(What is required): Give the number of lines in the data that hold the word "have", and nothing else.

::: Provided entries :::

PR #16497, opened 2024-09-25
[RHCloud] Update configure_rhai_client registration

ColeHiggins2:
Registering a host with insights client was failing. 

After further investigation, It appears that we were are not actually syncing rhel 6 - 9 repos but instead "mocking" them to be enabled...which are needed for insights setup.

This process must have started failing during our update to global registration across components?

My solution to this is to simply move the registration portion of ```confiure_rhai_client``` to be executed AFTER we setup the correct "mock" repositories needed and packages installed.

The other option in my mind was to manually register insights after we setup the repos using 
```insights-client --register```

But the first way allows us to register insights upon Satellite registration (which is the expected behavior)

### DIFF
--- a/robottelo/hosts.py
+++ b/robottelo/hosts.py
@@ -1052,17 +1052,6 @@ class ContentHost(Host, ContentHostMixins):
         :param register: Whether to register client to insights
         :return: None
         """
-        if register:
-            if not activation_key:
-                activation_key = satellite.api.ActivationKey(
-                    content_view=org.default_content_view.id,
-                    environment=org.library.id,
-                    organization=org,
-                ).create()
-            self.register(
-                org, None, activation_key.name, satellite, setup_insights=register_insights
-            )
-
         # Red Hat Insights requires RHEL 6/7/8 repo and it is not
         # possible to sync the repo during the tests, Adding repo file.
         distro_repo_map = {
@@ -1084,6 +1073,17 @@ class ContentHost(Host, ContentHostMixins):
         # Ensure insights-client rpm is installed
         if self.execute('yum install -y insights-client').status != 0:
             raise ContentHostError('Unable to install insights-client rpm')
+        # attempt to register host
+        if register:
+            if not activation_key:
+                activation_key = satellite.api.ActivationKey(
+                    content_view=org.default_content_view.id,
+                    environment=org.library.id,
+                    organization=org,
+                ).create()
+            self.register(
+                org, None, activation_key.name, satellite, setup_insights=register_insights
+            )
 
     def unregister_insights(self):
         """Unregister insights client.
--- a/robottelo/hosts.py
+++ b/robottelo/hosts.py
@@ -1038,7 +1038,7 @@ class ContentHost(Host, ContentHostMixins):
             host.host_parameters_attributes = host_parameters
             host.update(['host_parameters_attributes'])
 
-    def configure_rhai_client(
+    def configure_insights_client(
         self, satellite, activation_key, org, rhel_distro, register_insights=True, register=True
     ):
         """Configures a Red Hat Access Insights service on the system by
@@ -1052,7 +1052,7 @@ class ContentHost(Host, ContentHostMixins):
         :param register: Whether to register client to insights
         :return: None
         """
-        # Red Hat Insights requires RHEL 6/7/8 repo and it is not
+        # Red Hat Insights requires RHEL 6/7/8/9 repo and it is not
         # possible to sync the repo during the tests, Adding repo file.
         distro_repo_map = {
             'rhel6': settings.repos.rhel6_os,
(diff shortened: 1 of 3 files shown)

### CODE REVIEW

**Comment by ColeHiggins2** [comment]
trigger: test-robottelo
pytest: tests/foreman/cli/test_rhcloud_inventory.py -k 'test_positive_sync_inventory_status'

**Comment by Satellite-QE** [comment]
**PRT Result**
```
Build Number: 8801
Build Status: UNSTABLE
PRT Comment: pytest tests/foreman/cli/test_rhcloud_inventory.py -k test_positive_sync_inventory_status --external-logging
Test Result : ===== 5 passed, 16 deselected, 618 warnings, 1 error in 2447.09s (0:40:47) =====
```

**Review by vsedmik — APPROVED** [review]
Do you know what is the error in registration specifically?
I just wonder if it was failed `insights-client` installation during GR, which would explain why it works now when GR is done _after_ client pre-installation.

Otherwise I agree to exercise the `insights-client --register` via GR rather than separately.

File: robottelo/hosts.py [hunk 1]
```diff
@@ -1084,6 +1073,17 @@ def configure_rhai_client(
         # Ensure insights-client rpm is installed
         if self.execute('yum install -y insights-client').status != 0:
```
Gauravtalreja1, line 1074: Can this be moved to below the registration to check if insights-client package is installed? 
and it can be installed with yum when `register=False`>

robottelo/hosts.py
```diff
@@ -1052,17 +1052,6 @@ def configure_rhai_client(
...
-                activation_key = satellite.api.ActivationKey(
-                    content_view=org.default_content_view.id,
-                    environment=org.library.id,
-                    organization=org,
-                ).create()
-            self.register(
-                org, None, activation_key.name, satellite, setup_insights=register_insights
-            )
-
         # Red Hat Insights requires RHEL 6/7/8 repo and it is not
```
Gauravtalreja1, line 1055:
```suggestion
        # Red Hat Insights requires RHEL 6/7/8/9 repo and it is not
```

robottelo/hosts.py
```diff
@@ -1052,17 +1052,6 @@ def configure_rhai_client(
         :param register: Whether to register client to insights
```
Gauravtalreja1, line 1052: Could you use the same PR to describe use of `register_insights` param here?

ColeHiggins2:
> Do you know what is the error in registration specifically? I just wonder if it was failed `insights-client` installation during GR, which would explain why it works now when GR is done _after_ client pre-installation.
> 
> Otherwise I agree to exercise the `insights-client --register` via GR rather than separately.

I honestly dont know what changed between global registration and the prior. I was hoping to hear back from @shweta83 or @tpapaioa on this.

tpapaioa (changes requested):
The fix looks good to me. My only request is to update the method's name and docstring to remove references to rhai / red hat access insights, which is the old package name. `configure_rhai_client` could instead be `configure_insights_client`.

robottelo/hosts.py
ColeHiggins2: In this case, I think logicially it should stay where it is... We need to make sure those packages are installed before we register

robottelo/hosts.py
ColeHiggins2: its a setting when registering a client to a sat. You can set up insights during this process. This is true by default

ColeHiggins2:
trigger: test-robottelo
pytest: tests/foreman/cli/test_rhcloud_inventory.py -k 'test_positive_sync_inventory_status'

Satellite-QE:
**PRT Result**
```
Build Number: 8860
Build Status: SUCCESS
PRT Comment: pytest tests/foreman/cli/test_rhcloud_inventory.py -k test_positive_sync_inventory_status --external-logging
Test Result : ========= 6 passed, 16 deselected, 706 warnings in 2645.36s (0:44:05) ==========
```

sambible (approved):
Would be nice to understand what changed here, but I don't think it's necessary, as this patch is logically sound.

robottelo/hosts.py
Gauravtalreja1: @ColeHiggins2 yes, but I meant if it could be described in the function metadata, which it isn't

robottelo/hosts.py
Gauravtalreja1: @ColeHiggins2 yes, but this step would be covered with `setup_insights=register_insights` when `register=True`, where this isn't required, but its required to install insights-client manually, when `register=False`, right?

Gauravtalreja1:
@sambible There is no point merging the PRs if the threads are open and discussions are happening, especially if the code owners require Tier2 review. OR if you feel the feedback isn't necessary or non-blocking, at least you should comment on those threads.

PR #16522, opened 2024-09-27
Add test coverage for SAT-26014

Gauravtalreja1:
### Problem Statement
Missing test coverage for SAT-26014

### Solution
Adding a destructive test to cover SAT-26014

### DIFF
--- a/tests/foreman/destructive/test_installer.py
+++ b/tests/foreman/destructive/test_installer.py
@@ -225,3 +225,33 @@ def test_negative_handle_invalid_certificate(cert_setup_destructive_teardown):
 
     result = satellite.execute('hammer ping')
     assert result.status == 0, f'Hammer Ping failed:\n{result.stderr}'
+
+
+def test_negative_installer_invalid_dns_forwarder(target_sat):
+    """Satellite installer should not do any impact if any invalid values are set for DNS forwarder
+
+    :id: 97b72faf-4684-4d8c-ae0e-1ebd5085620d
+
+    :steps:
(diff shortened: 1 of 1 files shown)


Gauravtalreja1:
trigger: test-robottelo
pytest: tests/foreman/destructive/test_installer.py -k test_negative_installer_invalid_dns_forwarder

Satellite-QE:
**PRT Result**
```
Build Number: 8823
Build Status: SUCCESS
PRT Comment: pytest tests/foreman/destructive/test_installer.py -k test_negative_installer_invalid_dns_forwarder --external-logging
Test Result : ========== 1 passed, 5 deselected, 18 warnings in 1252.58s (0:20:52) ===========
```

rmynar (approved):
Looks good to me.

Just non-blocking comments:
Would you consider adding a positive scenario? It may be easily added into non-default installation: https://github.com/SatelliteQE/robottelo/blob/8109a0f8f86fabebd989b6bc033a8f5a8742df1d/tests/foreman/installer/test_installer.py#L296

What about cherry picking into older versions? 6.15, maybe 6.14...?

Gauravtalreja1:
@rmynar Thanks for your comments. 
If you see the related issue, then its about a negative scenario only which breaks the answer file, and for positive scenario its already been tested in our misc-provisioning Jenkins jobs, so I don't think if we should cover in new test separately, and about cherrypicking it to 6.15 or 6.14, so its only fixed for stream and 6.16 for now.

shubhamsg199 (approved):
Ack, looks good.

PR #16409, opened 2024-09-18
[6.16.z] Use client-2 repo against Satellite 6.16+

Satellite-QE:
Cherrypick of PR: https://github.com/SatelliteQE/robottelo/pull/16397

### Problem Statement
Satellite 6.16 includes **Puppet 8** so there is now new `Client-2` repo that provides Puppet 8 agent while `Client` repo continues to provide Puppet 7 agent.

### Solution
Use `Client-2` repo when running against Satellite 6.16 and newer

PR #16537, opened 2024-09-30
[6.16.z] Switch back to client-1 repo against Satellite 6.16

lpramuk:
Reverts SatelliteQE/robottelo#16409
(revert 6.16.z cherrypick only)

### Problem
There are not yet **client tests** identified therefore we cannot cover both client-1 and client-2 repos w/o duplicating whole test matrix

### Solution
Temporary solution is to use **client-1** repo against Satellite **6.16** and use **client-2** repo against Satellite **Stream** so that we don't duplicate whole matrix while we have coverage for both client repos.
 (We are missing testing specific client repo across multiple satellite versions anyway.)

### DIFF
--- a/conf/dynaconf_hooks.py
+++ b/conf/dynaconf_hooks.py
@@ -149,9 +149,9 @@ def get_dogfood_satclient_repos(settings):
     for ver in rhels:
         data[f'RHEL{ver}'] = get_ohsnap_repo_url(
             settings,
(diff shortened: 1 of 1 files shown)


jyejare:
@lpramuk Provide more details in the description or link related PRs.

Gauravtalreja1 (approved):

PR #16550, opened 2024-10-02
[6.16.z] Fetch pre_upgrade data based on node properties

Satellite-QE:
Cherrypick of PR: https://github.com/SatelliteQE/robottelo/pull/16423

### Problem Statement
During TFA I've seen several `post_upgrade` failures for "`rhel_contenthost`-parametrized" upgrade scenario tests where the pre-data could not be fetched from the `scenario_entities` file:
```
failed on setup with "Failed: Invalid test parameter: rhel7. Test data not found."
```

The reason is that the pre-upgrade test names are now suffixed with `-ipv4` or `-ipv6` so the `scenario_entities` hold items like this:
```
{"tests/upgrades/test_repository.py::TestSimpleContentAccessOnly::test_pre_simple_content_access_only[rhel7-ipv4]": {...}}
```
while [this piece of code](https://github.com/SatelliteQE/robottelo/blob/master/tests/upgrades/conftest.py#L267) requires the exact param, which is just `rhel7`, `rhel8`, `rhel9`.

### Solution(?)
There are probably more than one solution and I'm not sure which one would be the best.

Initially I thought we could go regardless the `ipvX` suffix since I supposed the pipelines were separated (first commit).
That's probably not a good solution when we start decorating tests with `['ipv4', 'ipv6']` explicitly, so I took the network type from the settings.

Please let me know if there is a better place where to get that information from in scope of the `pre_upgrade_data` fixture.

### DIFF
--- a/tests/upgrades/conftest.py
+++ b/tests/upgrades/conftest.py
@@ -90,6 +90,7 @@ import os
 from box import Box
 import pytest
 
+from robottelo.config import settings
 from robottelo.logging import logger
 from robottelo.utils.decorators.func_locker import lock_function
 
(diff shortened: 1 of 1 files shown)


vsedmik (approved):
CP looks good

PR #16553, opened 2024-10-02
avoiding host details will be seen in the test result

omkarkhatavkar:
### Problem Statement
The current pytest parameterization exposes sensitive host details, such as proxy URLs, in the test results. This can lead to unintended exposure of confidential information in logs or reports, which is undesirable when sharing test results over PRT

### Solution
To address this, we will update the pytest parameterization to use a custom ID (un_auth_proxy) instead of displaying the actual proxy URL. By doing so, we ensure that the test results are cleaner and more secure, as sensitive host details are hidden.


ColeHiggins2 (approved):

ogajduse (approved):
Thanks for addressing this.

PR #16575, opened 2024-10-04
Add conditioning for pool attach

vsedmik:
### Problem Statement
The default RH-Sat-QE account will be flipped to the SCA mode soon (currently the SCA is disabled there). As a result pools manipulation like attach/auto-attach won't be applicable when registering hosts via that account.

### Solution
We should get rid of using pools. But before we do so and before we really flip for SCA, we could check the subscription status of the host being registered and attach pool only when it is still in the entitlement mode.

### Testing
I tested the dummie bellow locally and ensured the registration succeeds for both account modes, SCA and entitlement.
Also tried Manifester using the offline token from my SCA account and worked well.
```
def test_dummie(target_sat, rhel_contenthost, module_sca_manifest_org):
    rhel_contenthost.register_to_cdn()
    rhel_contenthost.unregister()
```
Result:
```
(venv) [vsedmik@fedora robottelo]$ pytest tests/foreman/cli/test_host.py -k dummie
=============================== test session starts ===============================
collected 102 items / 96 deselected / 6 selected                                                                                                                                                                                       

tests/foreman/cli/test_host.py ......                                       [100%]

=========== 6 passed, 96 deselected, 286 warnings in 1569.86s (0:26:09) ===========
```

### Other considerations
There are still several areas in robottelo where the subscriptions are attached like in the entitlement mode - typically Activation Keys and Hosts. Since this functionality is still supported by Satellite, I'm not going to remove that yet.

### DIFF
--- a/robottelo/hosts.py
+++ b/robottelo/hosts.py
@@ -46,6 +46,7 @@ from robottelo.constants import (
     RHSSO_RESET_PASSWORD,
     RHSSO_USER_UPDATE,
     SATELLITE_VERSION,
+    SM_OVERALL_STATUS,
 )
 from robottelo.exceptions import CLIFactoryError, DownloadFileError, HostPingFailed
 from robottelo.host_helpers import CapsuleMixins, ContentHostMixins, SatelliteMixins
@@ -1402,8 +1403,6 @@ class ContentHost(Host, ContentHostMixins):
 
     def register_to_cdn(self, pool_ids=None, enable_proxy=False):
         """Subscribe satellite to CDN"""
-        if pool_ids is None:
-            pool_ids = [settings.subscription.rhn_poolid]
         self.reset_rhsm()
         cmd_result = self.register_contenthost(
             org=None,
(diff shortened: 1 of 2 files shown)


robottelo/hosts.py
```diff
@@ -1416,11 +1415,16 @@ def register_to_cdn(self, pool_ids=None, enable_proxy=False):
...
             )
-        cmd_result = self.subscription_manager_attach_pool(pool_ids)[0]
-        if cmd_result.status != 0:
-            raise ContentHostError(
-                f'Error during pool attachment, command output: {cmd_result.stdout}'
-            )
+        # Attach a pool only if the Org isn't SCA yet
+        sub_status = self.subscription_manager_status().stdout
+        if SM_OVERALL_STATUS['disabled'] not in sub_status:
+            if pool_ids is None:
```
rplevka, line 1421:
```
if pool_ids in [None, []]:
```
Might save us from an eventual `IndexError` in case someone passes empty list.
Also, I realized, we don't verify the type of the passed value.
adding it to the beginning of the method could allow us to bail out fast.

rplevka (approved):

rplevka (approved):
Pretty straightforward change.
Left a minor comment regarding something not introduced by this MR, so I am leaving that optional and giving my ACK straight away

robottelo/hosts.py
```diff
@@ -1416,11 +1415,16 @@ def register_to_cdn(self, pool_ids=None, enable_proxy=False):
...
+                pool_ids = [settings.subscription.rhn_poolid]
+            cmd_result = self.subscription_manager_attach_pool(pool_ids)[0]
```
rplevka, line 1423: wait. only now i realized - we accept a list of pool ids but finally only use the first one? hasn't this been a bug in the method?

robottelo/hosts.py
vsedmik: I can add this check, it makes sense. This and maybe one to check the passed value is a HEX number?
I intended to make as few changes as possible to make this PR clear/straightforward and avoid curious questions. :)
Anyway, the pools are going away soon with SCA, so... we can add better validations but they will be in unreachable code section.

robottelo/hosts.py
vsedmik: Yeah, this is how it was [since beginning](https://github.com/SatelliteQE/robottelo/commit/f54efe9c62009473808b6eb1f473ccb9f176e466). I don't know the reason behind, we could ask @Gauravtalreja1 or we don't need to slam there `assert all` and that's it. But again, the pools are going away soon ... unreachable check.

robottelo/hosts.py
rplevka: You don't have to, that's why I gave you an ACK

vsedmik: Hah, too late! They are in now. :smiley:

pondrejk (approved):

synkd (approved):

PR #16594, opened 2024-10-07
Update is_open_jira issue handler functionality

jameerpathan111:
### Problem Statement
- `fix_version` doesn't have to be part of `is_open_jira` and is actually giving false positive result

### Solution
- Remove the condition.


pondrejk (approved):
I checked the patch on a test with closed jira in the :BlockedBy element, the test gets collected successfully

PR #16684, opened 2024-10-16
Actions comment pull request bump fix

omkarkhatavkar:
### Problem Statement
After upgrade to from version 2 to 3 for thollander/actions-comment-pull-request@v3 causing issues in PRT and other GHA's after looking at closely https://github.com/SatelliteQE/robottelo/actions/runs/11361084949/job/31600069885#step:2:2 I believe this mostly because of the changes in the parameters 

### Solution
updated the GHA to use the updated parameters

PR #16689, opened 2024-10-16
parameters names have changed after the actions-comment-pull-request …

omkarkhatavkar:
cherrypick of https://github.com/SatelliteQE/robottelo/pull/16684

### Problem Statement
After upgrade to from version 2 to 3 for thollander/actions-comment-pull-request@v3 causing issues in PRT and other GHA's after looking at closely https://github.com/SatelliteQE/robottelo/actions/runs/11361084949/job/31600069885#step:2:2 I believe this mostly because of the changes in the parameters 

### Solution
updated the GHA to use the updated parameters


omkarkhatavkar:
let's avoid this change right now as it is working in z streams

:::

(Solution): 5